■ WHAT TO DO ■
Each line of the listing below that includes "Display" should be reported.

■ AVAILABLE DATA ■
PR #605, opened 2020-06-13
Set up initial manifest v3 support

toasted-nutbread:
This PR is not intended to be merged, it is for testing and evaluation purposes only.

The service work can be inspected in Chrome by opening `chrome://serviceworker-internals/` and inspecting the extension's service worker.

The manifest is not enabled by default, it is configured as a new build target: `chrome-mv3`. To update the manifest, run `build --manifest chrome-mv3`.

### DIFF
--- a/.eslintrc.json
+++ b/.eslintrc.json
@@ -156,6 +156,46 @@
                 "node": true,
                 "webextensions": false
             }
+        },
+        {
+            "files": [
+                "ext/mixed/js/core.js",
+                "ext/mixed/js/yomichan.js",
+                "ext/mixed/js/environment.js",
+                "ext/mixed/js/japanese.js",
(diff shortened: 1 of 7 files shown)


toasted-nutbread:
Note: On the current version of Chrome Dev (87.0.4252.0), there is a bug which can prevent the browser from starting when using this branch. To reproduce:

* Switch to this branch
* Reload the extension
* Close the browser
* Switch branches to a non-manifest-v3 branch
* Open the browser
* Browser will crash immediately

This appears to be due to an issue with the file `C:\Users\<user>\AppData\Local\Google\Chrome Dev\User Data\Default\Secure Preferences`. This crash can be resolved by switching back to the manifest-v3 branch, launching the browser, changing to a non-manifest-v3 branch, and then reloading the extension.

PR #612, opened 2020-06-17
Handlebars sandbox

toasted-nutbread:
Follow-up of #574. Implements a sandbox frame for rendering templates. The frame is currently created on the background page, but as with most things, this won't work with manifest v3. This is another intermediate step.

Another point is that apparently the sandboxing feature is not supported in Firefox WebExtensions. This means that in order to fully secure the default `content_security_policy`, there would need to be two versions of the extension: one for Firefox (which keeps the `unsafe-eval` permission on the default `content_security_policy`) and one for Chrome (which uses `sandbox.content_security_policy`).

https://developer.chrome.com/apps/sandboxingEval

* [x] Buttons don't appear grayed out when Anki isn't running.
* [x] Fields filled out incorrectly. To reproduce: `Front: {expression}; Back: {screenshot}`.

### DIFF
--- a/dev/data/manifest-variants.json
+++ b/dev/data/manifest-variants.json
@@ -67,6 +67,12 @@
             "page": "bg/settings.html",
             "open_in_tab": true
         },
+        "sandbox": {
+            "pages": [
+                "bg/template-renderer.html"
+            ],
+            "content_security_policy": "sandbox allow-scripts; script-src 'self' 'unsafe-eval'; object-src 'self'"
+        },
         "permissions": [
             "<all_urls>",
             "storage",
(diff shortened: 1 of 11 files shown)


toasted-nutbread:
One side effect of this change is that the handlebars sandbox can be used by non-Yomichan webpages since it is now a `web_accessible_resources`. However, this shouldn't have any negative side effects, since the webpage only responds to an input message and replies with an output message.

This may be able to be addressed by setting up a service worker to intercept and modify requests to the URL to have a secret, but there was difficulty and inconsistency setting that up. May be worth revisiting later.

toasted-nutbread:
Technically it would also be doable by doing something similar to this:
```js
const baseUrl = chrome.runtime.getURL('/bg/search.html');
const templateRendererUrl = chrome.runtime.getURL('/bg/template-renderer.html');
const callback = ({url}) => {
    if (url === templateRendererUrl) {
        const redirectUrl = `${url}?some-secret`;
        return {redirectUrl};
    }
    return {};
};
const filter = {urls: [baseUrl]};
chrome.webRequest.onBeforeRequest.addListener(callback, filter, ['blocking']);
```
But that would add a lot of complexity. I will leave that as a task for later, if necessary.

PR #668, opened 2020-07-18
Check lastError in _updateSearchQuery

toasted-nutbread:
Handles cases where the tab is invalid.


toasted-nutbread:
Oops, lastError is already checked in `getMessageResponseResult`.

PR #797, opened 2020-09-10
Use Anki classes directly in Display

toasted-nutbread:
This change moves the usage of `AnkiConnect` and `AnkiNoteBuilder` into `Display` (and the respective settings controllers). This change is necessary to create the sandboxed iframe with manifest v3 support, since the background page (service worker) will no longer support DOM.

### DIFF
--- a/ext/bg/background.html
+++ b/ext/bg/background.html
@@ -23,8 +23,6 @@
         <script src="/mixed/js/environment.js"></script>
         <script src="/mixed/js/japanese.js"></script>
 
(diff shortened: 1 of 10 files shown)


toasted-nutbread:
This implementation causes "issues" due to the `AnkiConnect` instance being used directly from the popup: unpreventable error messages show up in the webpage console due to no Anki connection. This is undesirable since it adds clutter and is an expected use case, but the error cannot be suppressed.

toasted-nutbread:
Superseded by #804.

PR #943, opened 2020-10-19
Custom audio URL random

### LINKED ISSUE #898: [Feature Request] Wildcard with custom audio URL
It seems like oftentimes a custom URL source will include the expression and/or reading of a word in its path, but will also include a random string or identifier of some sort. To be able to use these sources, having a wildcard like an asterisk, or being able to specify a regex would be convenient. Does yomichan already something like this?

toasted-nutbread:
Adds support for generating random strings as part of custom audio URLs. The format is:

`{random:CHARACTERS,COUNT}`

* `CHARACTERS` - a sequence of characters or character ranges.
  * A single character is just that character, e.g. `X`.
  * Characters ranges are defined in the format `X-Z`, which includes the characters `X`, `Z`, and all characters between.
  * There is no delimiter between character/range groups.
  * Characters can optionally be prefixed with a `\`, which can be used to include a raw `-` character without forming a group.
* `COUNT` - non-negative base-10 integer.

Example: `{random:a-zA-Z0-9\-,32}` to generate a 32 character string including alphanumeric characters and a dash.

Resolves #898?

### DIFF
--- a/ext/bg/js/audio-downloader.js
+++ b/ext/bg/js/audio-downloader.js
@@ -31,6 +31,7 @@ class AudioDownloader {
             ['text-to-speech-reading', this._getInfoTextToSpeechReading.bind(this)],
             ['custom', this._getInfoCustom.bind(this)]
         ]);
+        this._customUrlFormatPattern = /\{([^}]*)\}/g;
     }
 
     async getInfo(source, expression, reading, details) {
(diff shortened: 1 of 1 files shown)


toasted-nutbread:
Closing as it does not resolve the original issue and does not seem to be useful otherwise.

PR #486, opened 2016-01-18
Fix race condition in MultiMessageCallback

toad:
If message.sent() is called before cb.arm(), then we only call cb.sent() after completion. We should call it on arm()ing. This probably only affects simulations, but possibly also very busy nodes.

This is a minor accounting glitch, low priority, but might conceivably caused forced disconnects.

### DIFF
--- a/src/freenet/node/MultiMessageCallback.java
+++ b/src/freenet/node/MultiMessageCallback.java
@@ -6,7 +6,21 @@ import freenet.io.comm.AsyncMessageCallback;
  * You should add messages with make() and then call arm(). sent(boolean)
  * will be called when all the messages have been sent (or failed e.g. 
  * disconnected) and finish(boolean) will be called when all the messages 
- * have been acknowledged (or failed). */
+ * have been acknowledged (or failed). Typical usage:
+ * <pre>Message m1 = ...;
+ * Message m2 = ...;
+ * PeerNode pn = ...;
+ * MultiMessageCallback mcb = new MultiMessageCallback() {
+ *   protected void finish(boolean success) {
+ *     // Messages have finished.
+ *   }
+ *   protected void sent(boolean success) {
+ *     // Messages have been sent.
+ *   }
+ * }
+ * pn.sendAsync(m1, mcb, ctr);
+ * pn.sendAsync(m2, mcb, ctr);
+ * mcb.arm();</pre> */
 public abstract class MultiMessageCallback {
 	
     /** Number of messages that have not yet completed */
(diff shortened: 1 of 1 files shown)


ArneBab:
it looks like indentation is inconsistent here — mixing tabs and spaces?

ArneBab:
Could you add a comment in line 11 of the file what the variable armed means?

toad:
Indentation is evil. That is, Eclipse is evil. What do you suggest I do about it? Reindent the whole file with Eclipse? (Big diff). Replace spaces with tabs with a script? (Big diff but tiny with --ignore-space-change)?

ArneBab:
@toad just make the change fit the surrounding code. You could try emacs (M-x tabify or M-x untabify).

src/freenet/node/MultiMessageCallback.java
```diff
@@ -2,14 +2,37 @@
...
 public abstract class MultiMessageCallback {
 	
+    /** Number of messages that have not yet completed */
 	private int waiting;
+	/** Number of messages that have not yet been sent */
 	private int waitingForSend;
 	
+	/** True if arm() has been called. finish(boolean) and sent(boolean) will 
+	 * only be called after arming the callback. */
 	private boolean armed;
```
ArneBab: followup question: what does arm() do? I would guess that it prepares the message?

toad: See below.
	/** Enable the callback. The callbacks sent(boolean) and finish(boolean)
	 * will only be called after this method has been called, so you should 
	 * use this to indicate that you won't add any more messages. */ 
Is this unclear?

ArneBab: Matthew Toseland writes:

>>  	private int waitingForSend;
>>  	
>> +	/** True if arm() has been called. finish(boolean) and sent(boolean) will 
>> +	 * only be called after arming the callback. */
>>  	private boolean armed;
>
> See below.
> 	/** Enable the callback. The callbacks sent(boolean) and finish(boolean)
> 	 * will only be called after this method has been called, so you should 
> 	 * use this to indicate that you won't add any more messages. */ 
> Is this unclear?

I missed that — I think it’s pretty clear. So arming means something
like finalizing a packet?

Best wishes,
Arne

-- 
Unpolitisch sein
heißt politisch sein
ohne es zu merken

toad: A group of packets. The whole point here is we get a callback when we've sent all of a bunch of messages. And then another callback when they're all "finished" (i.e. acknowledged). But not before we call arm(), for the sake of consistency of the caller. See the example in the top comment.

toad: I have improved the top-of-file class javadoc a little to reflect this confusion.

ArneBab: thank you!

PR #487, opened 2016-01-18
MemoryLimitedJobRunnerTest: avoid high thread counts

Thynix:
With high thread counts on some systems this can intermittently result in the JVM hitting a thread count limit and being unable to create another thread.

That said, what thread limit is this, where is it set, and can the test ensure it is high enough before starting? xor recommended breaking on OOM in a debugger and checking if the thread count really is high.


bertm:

■ RESULT OF THIS EXERCISE ■
Use Anki classes directly in Display
This change moves the usage of `AnkiConnect` and `AnkiNoteBuilder` into `Display` (and the respective settings controllers). This change is necessary to create the sandboxed iframe with manifest v3 support, since the background page (service worker) will no longer support DOM.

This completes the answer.